> **TASK**
Go to the line below containing "-53,6 +53,7 @@ import com.intellij.ui.treeStructure.Tree;" and print exactly from there through the line containing "import com.intellij.util.ui.UIUtil;", both included. Print nothing else.
** Opening MATERIAL FOR THIS TASK block **
PR #1260, opened 2019-11-22
Fix Built Output Tool Window performance issues on projects with thousands of tasks

yuriy-solodkyy:
This PR address several problems in the build output tool window which significantly slow down the UI and overall build time especially for Android projects with many modules (above 200). This is extremely noticeable when all the Gradle tasks are up-to-date. 

(1) The dedicated thread updating the tree structure does not  keep up with the rate of events coming from Gradle because of acquiring the read lock for each event (and allocating a progress indicator. The  later problem is not addressed by this PR). 

(2) Running TreeUtil.expand() over the entire tree on each event (this operation allocates a lot of sync operations and becomes slower as the tree grows)

(3) CachingSimpleNode is "simple" and resets its cache of nodes on each change. It results in large arrays being re-allocated and a filter being applied to thousand of nodes on each event. 

See the commit descriptions for more specific details. 

@nskvortsov

### DIFF
--- a/platform/lang-impl/src/com/intellij/build/BuildTreeConsoleView.java
+++ b/platform/lang-impl/src/com/intellij/build/BuildTreeConsoleView.java
@@ -53,6 +53,7 @@ import com.intellij.ui.treeStructure.Tree;
 import com.intellij.util.EditSourceOnDoubleClickHandler;
 import com.intellij.util.EditSourceOnEnterKeyHandler;
 import com.intellij.util.containers.ContainerUtil;
+import com.intellij.util.containers.SmartHashSet;
 import com.intellij.util.text.DateFormatUtil;
 import com.intellij.util.ui.UIUtil;
 import com.intellij.util.ui.tree.TreeUtil;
** Closing MATERIAL FOR THIS TASK block **
> **RESPONSE AREA**
@@ -53,6 +53,7 @@ import com.intellij.ui.treeStructure.Tree;
 import com.intellij.util.EditSourceOnDoubleClickHandler;
 import com.intellij.util.EditSourceOnEnterKeyHandler;
 import com.intellij.util.containers.ContainerUtil;
+import com.intellij.util.containers.SmartHashSet;
 import com.intellij.util.text.DateFormatUtil;
 import com.intellij.util.ui.UIUtil;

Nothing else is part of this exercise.